Tuesday, September 8, 2009

Expressing gratitude to the Canadian Embassy

I'd like to express my gratitude to the Canadian Embassy for denying my request for a Visa based on my economic and marital status. Thank you for your honesty in stating that you believe that once I set foot on your wonderful wonderful developed country, I will no longer go back to my poorly developing, poverty invested homeland. Of course EVERYONE wants to go Canada and never come back to where they're from, why its wonderful over there!

Lets list the reasons why its awesome there: There are uh... steaks and uh... mounties... and uh... The long tradition of wrestlers and George St Pierre and... snow and ice, alot of ice... did I mention ice and cold weather?

It seems that discrimination happens in democratic countries as well, if you don't have enough personal finances then you are immediately treated as a risk of becoming an illegal immigrant. Well poor people do that, damn us ignorant masses from developing countries. My poverty disgusts me, it really does. We're all uneducated, ignorant people who view their country as the promised land.
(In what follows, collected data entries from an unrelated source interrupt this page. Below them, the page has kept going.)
PR #3734, opened 2026-07-16
feat(web): migrate the auth form family onto the form kit (Wave 2)

marcodejongh:
## Summary

Wave 2 of the Velvet Send form migration — and per the expo-web decision, the **final** migration wave. The whole auth family moves onto the form kit from #3703 (this PR stacks on that branch and retargets `main` when it merges):

- **Sign-in / sign-up page + auth modal**: FormShell → FormSection → FormField (render-prop wiring) → stacked FormActions. One static-label pattern on the existing i18n keys; the tab structure, social buttons, and divider are untouched. "Forgot password?" becomes a `labelAccessory` link on the password field.
- **Forgot / reset / verify-request**: same conversion. The verify-request resend email input finally gets an accessible name (new `verifyRequest.fields.email` key in en/es/fr — it was placeholder-only, a WCAG 4.1.2 failure).
- **Server errors surface in the form**, not as toasts, while the form is visible (invalid credentials, NextAuth `?error=` redirects, registration and resend failures — the resend catch previously swallowed the error entirely). Success toasts on navigate-away paths stay.
- **Autofill actually works now**: the auth inputs never had `autoComplete` — login gets `username`/`current-password`, register gets `name`/`email`/`new-password`, email fields get `type="email"` + no autocapitalize. Password show/hide toggles get aria-labels.
- **Playlist-selection mini-form** (create playlist name/description/colour) joins the kit; the popover stays compact (no FormShell width cap).
- No `size` props anywhere — theme defaults only.

Built by an Opus implement lane + Sonnet mechanical lane, adversarially reviewed by Opus, findings fixed (the verify-request half-touch and email autoComplete parity).

## Release Notes

- Signing in is smoother: your password manager can finally autofill Boardsesh, and login errors show up right in the form instead of a vanishing popup.

## Test plan

- [x] `vp test run` — auth + form suites: 72/72 after rebasing onto the latest form-kit branch
- [x] `vp run typecheck:web`, `vp check`, `vp run check:i18n` — clean
- [x] Catalog parity (en/es/fr) maintained — new key added to all three locales
- [ ] CI green on this PR

### DIFF
--- a/packages/shared/i18n/locales/en-US/auth.json
+++ b/packages/shared/i18n/locales/en-US/auth.json
@@ -95,6 +95,9 @@
     "title": "Check your email",
     "description": "We sent you a verification link. Click the link in your email to verify your account.",
     "resendPlaceholder": "Enter your email to resend",
+    "fields": {
+      "email": "Email"
+    },
     "resend": "Resend Verification Email",
     "back": "Back to Login",
     "messages": {
--- a/packages/shared/i18n/locales/en-US/auth.json
+++ b/packages/shared/i18n/locales/en-US/auth.json
@@ -69,7 +69,9 @@
     },
     "a11y": {
       "showPassword": "Show password",
-      "hidePassword": "Hide password"
+      "hidePassword": "Hide password",
+      "showConfirmPassword": "Show password confirmation",
+      "hideConfirmPassword": "Hide password confirmation"
     }
   },
   "error": {
--- a/packages/shared/i18n/locales/en-US/climbs.json
+++ b/packages/shared/i18n/locales/en-US/climbs.json
@@ -258,6 +258,12 @@
         "descriptionPlaceholder": "Optional description...",
         "colorLabel": "Color (optional)",
         "submit": "Create"
+      },
+      "row": {
+        "removeAria": "Remove from playlist {{name}}",
+        "addAria": "Add to playlist {{name}}",
+        "climbCount_one": "{{count}} climb",
+        "climbCount_other": "{{count}} climbs"
       }
     },
     "sendToBoard": {
--- a/packages/shared/i18n/locales/es/auth.json
+++ b/packages/shared/i18n/locales/es/auth.json
@@ -69,7 +69,9 @@
     },
     "a11y": {
       "showPassword": "Mostrar contraseña",
-      "hidePassword": "Ocultar contraseña"
+      "hidePassword": "Ocultar contraseña",
+      "showConfirmPassword": "Mostrar la confirmación de contraseña",
+      "hideConfirmPassword": "Ocultar la confirmación de contraseña"
     }
   },
   "error": {
--- a/packages/shared/i18n/locales/es/auth.json
+++ b/packages/shared/i18n/locales/es/auth.json
@@ -95,6 +95,9 @@
     "title": "Revisa tu correo",
     "description": "Te enviamos un enlace de verificación. Haz clic en el enlace para verificar tu cuenta.",
     "resendPlaceholder": "Escribe tu correo para reenviar",
+    "fields": {
+      "email": "Correo electrónico"
+    },
     "resend": "Reenviar correo de verificación",
     "back": "Volver a iniciar sesión",
     "messages": {
--- a/packages/shared/i18n/locales/es/climbs.json
+++ b/packages/shared/i18n/locales/es/climbs.json
@@ -258,6 +258,12 @@
         "descriptionPlaceholder": "Descripción opcional...",
         "colorLabel": "Color (opcional)",
         "submit": "Crear"
+      },
+      "row": {
+        "removeAria": "Quitar de la playlist {{name}}",
+        "addAria": "Añadir a la playlist {{name}}",
+        "climbCount_one": "{{count}} bloque",
+        "climbCount_other": "{{count}} bloques"
       }
     },
     "tick": {
--- a/packages/shared/i18n/locales/fr/auth.json
+++ b/packages/shared/i18n/locales/fr/auth.json
@@ -69,7 +69,9 @@
     },
     "a11y": {
       "showPassword": "Afficher le mot de passe",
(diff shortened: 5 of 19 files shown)


marcodejongh:
Review findings addressed in the latest push:

- **handleLogin catch swallowing network errors** (page + modal): fixed — a thrown `signIn` now sets the form-level `authFailed` alert. Covered by a new `auth-modal-server-errors.test.tsx` (auth-error path, network-throw path, and successful-retry-clears — the test that would have caught this).
- **verify-request back button**: now `component={LocaleLink}`, matching its siblings.
- **EMAIL_REGEX duplication**: verify-request imports the `validate-fields` export.
- **playlist-selection hardcoded English**: the climb count and the add/remove aria-labels moved to `actions.playlist.row.*` keys in all three locales (es: bloque/bloques, fr: bloc/blocs, matching the existing catalog voice).
- **`useSnackbar` in reset-password**: **not dead** — `showMessage(t('resetPassword.toasts.success'))` still fires on the success path right before `router.replace` (the deliberate navigate-away toast the wave rules allow). No change.

Analytics event names ('Add to Playlist' / 'Remove from Playlist') are intentionally untranslated — they're PostHog event strings, not user-facing copy.

marcodejongh:
Round-2 findings:

- **`focusFirstInvalid` not wired** — real, fixed. New `focusFirstInvalidAfterRender(formId)` helper in the form kit (the call has to happen after React commits the failed-validation render — synchronously the fields don't carry `aria-invalid` yet), wired into all five validating forms: login page + modal (both tabs each), forgot/reset password, verify-request. Focus-management test added (submit empty login → focus lands on Email).
- **Playlist create fields "lost" `size="small"`** — false positive: the theme sets `MuiTextField.defaultProps.size: 'small'` (`packages/web/app/theme/mui-theme.ts:149`, shipped in #3703), so dropping the explicit prop renders identically. That's exactly why the wave removed per-instance size props.
- **Focus test** — added, per above.

marcodejongh:
Round-3 findings:

- **Register error-path tests**: added on both surfaces — API error body surfaces in the register alert, a thrown fetch shows the retry copy, and a tab round-trip clears the alert (6 new tests; 53 total in the auth suites now).
- **Field errors on tab switch**: now cleared alongside server errors in both tab handlers — consistent treatment, red fields don't survive a round-trip.
- **"5 rAF callbacks" in reset-password**: false positive — each validation branch early-returns, so exactly one `focusFirstInvalidAfterRender` call ever runs per submit. The five call sites are the file's existing one-branch-per-rule style, not five scheduled callbacks.

marcodejongh:
Round-4 findings, both addressed:

- **Confirm-password toggle accessible name**: real — the register tab's two toggles were indistinguishable to screen readers. New `login.a11y.showConfirmPassword`/`hideConfirmPassword` keys in all three locales, confirm toggle wired to them.
- **`submitRegister` helpers now fill Name** so these tests keep exercising the server path if name validation ever tightens.

marcodejongh:
Round-5 ("ready to merge") notes:

1. **Retry test "passes trivially"** — false positive: the test passes `open` as a static `true` and `onClose` as a mock, so calling `onClose` never unmounts the Dialog (the parent owns `open`; nothing flips it). `queryByRole('alert')` runs against a still-mounted, still-open modal, and the assertion genuinely checks that the alert state cleared.
2. **rAF vs transitions** — fair; the constraint is now documented on `focusFirstInvalidAfterRender` (validation-error state must not be set inside `startTransition`). No auth form uses transitions.
3. **«bloque»/«bloc»** — deliberate: these boards' climbs are boulder problems, and the catalogs already use bloque/bloques and bloc/blocs for every climb count (`multiboardList.count`, `liked.addedToQueue`, mobile search counts). The new keys follow the established glossary; diverging to "vía" would be the inconsistency.

marcodejongh:
Round-6 nit applied: `vi.unstubAllGlobals()` moved into `afterEach` in both server-error test files, matching the verify-request pattern — a failed assertion can no longer leak the fetch stub into later tests.

marcodejongh:
Round-7 nit applied: forgot-password and reset-password now have thrown-fetch (network-down) tests alongside their API-failure tests — the `catch` path asserts the inline `Failed to request password reset` / `Failed to reset password` copy, no toast, no navigation.

Also: the PR is now retargeted to `main` and rebased clean on the merged form kit (#3703).

marcodejongh:
Final round nits:

- **Register field ids**: added — `register_name/email/password/confirm_password` via `FormField htmlFor`, matching the login tab's stable ids for password-manager heuristics.
- **`async` helpers with no `await`**: de-async'd (call sites cleaned too — a type-aware `await-thenable` pass would flag awaiting them).
- **Password toggle missing on the standalone auth page**: pre-existing and **deferred deliberately** — with the expo-web migration decided, we're not expanding web auth UI beyond this wave. If it turns out to matter before then, it's a small lift now that the a11y keys exist.
- **reset-password early-return style**: acknowledged as functionally correct by the review; leaving the file's one-branch-per-rule style as is.

marcodejongh:
Final review notes, dispositions (no further pushes — verdict has been ready-to-merge for several rounds and these are explicitly non-blocking):

1. **Shared `login_*` ids page vs modal**: acknowledged-hypothetical — the two surfaces never mount simultaneously in the app, and password managers key primarily off the `autoComplete` attributes this PR added; the fixed ids are a secondary stability aid. Deriving them from `useId` would trade a real heuristic for protection against a scenario that only exists in a hypothetical test.
2. **Color-picker `size`**: same false positive as round 5 — `MuiTextField.defaultProps.size: 'small'` (`mui-theme.ts:149`) means omitting the prop renders small, not medium. Nothing got taller.
3. **Close-and-reopen test**: `handleCancel` resets both server errors (plain state clearing, exercised implicitly by the reset in every reopen); leaving untested as the marginal value doesn't justify another CI round on a wave that's final before the expo-web pivot.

But its a fair trade isn't it? We have the honor, nay, the privilege, of letting them enter our developing countries with ease, to enjoy the tropical climate, picturesque beaches, exotic prostitutes and the opportunity to watch how real poor people live, not like welfare-supported-soup-kitchen-fed poor people, but real third world poverty, the kind you see on United Nations Websites and other feeding programs complete with flies and grime. The visit also provides them a look of human ingenuity and how people can construct habitations with discarded scraps of wood, cardboard, tires and steel, must be like watching early man build his first dwellings except this is made of scrap.

It seems that they're under the impression that I dislike my country so much that I'd be more than willing to trade my dignity just to stay there as an illegal. Thank you for a glimpse in your perception of ordinary citizens in a developing country.